REQUIRED WORK ▸ Please print all of the records that follow with nothing altered.

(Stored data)
Content starts

PR #625, opened 2017-07-04
pass artifacts_allowed_domains to workers

rcerven:


osbs/build/build_request.py
```diff
@@ -249,6 +249,7 @@ def render_orchestrate_build(self):
             'sources_command': self.spec.sources_command.value,
             'vendor': self.spec.vendor.value,
             'equal_labels': equal_labels_string,
+            'artifacts_allowed_domains': ','.join(self.spec.artifacts_allowed_domains.value or []),
```
vrutkovs: Should have `or None` too, so that this option would not be set to `''` if `.value` is `None`

rcerven: fixed

PR #632, opened 2017-07-07
Don't run fetch_worker_metadata for scratch builds

twaugh:

No unit tests because its presence will be tested properly once the new arrangement including the plugin is created.


twaugh:
Actually I'll close this as a more complete PR is in the works elsewhere.

PR #634, opened 2017-07-11
Additional arrangement testing

twaugh:
Because the point of the test_arrangement.py tests is to verify the renderer changes are correct, and it knows where the templates are, it can also check whether there are missing tests.

Additionally, it can also catch the case where the default arrangement version has been incremented but there is no testing for the new arrangement.


lcarva:
Not adding this to release notes as it only impacts unit tests.
Please update if you feel otherwise.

Content ends

OUTPUT OF THE EXERCISE ▸
PR #625, opened 2017-07-04
pass artifacts_allowed_domains to workers

rcerven:


osbs/build/build_request.py
```diff
@@ -249,6 +249,7 @@ def render_orchestrate_build(self):
             'sources_command': self.spec.sources_command.value,
             'vendor': self.spec.vendor.value,
             'equal_labels': equal_labels_string,
+            'artifacts_allowed_domains': ','.join(self.spec.artifacts_allowed_domains.value or []),
```
vrutkovs: Should have `or None` too, so that this option would not be set to `''` if `.value` is `None`

rcerven: fixed

PR #632, opened 2017-07-07
Don't run fetch_worker_metadata for scratch builds

twaugh:

No unit tests because its presence will be tested properly once the new arrangement including the plugin is created.


twaugh:
Actually I'll close this as a more complete PR is in the works elsewhere.

PR #634, opened 2017-07-11
Additional arrangement testing

twaugh:
Because the point of the test_arrangement.py tests is to verify the renderer changes are correct, and it knows where the templates are, it can also check whether there are missing tests.

Additionally, it can also catch the case where the default arrangement version has been incremented but there is no testing for the new arrangement.


lcarva:
Not adding this to release notes as it only impacts unit tests.
Please update if you feel otherwise.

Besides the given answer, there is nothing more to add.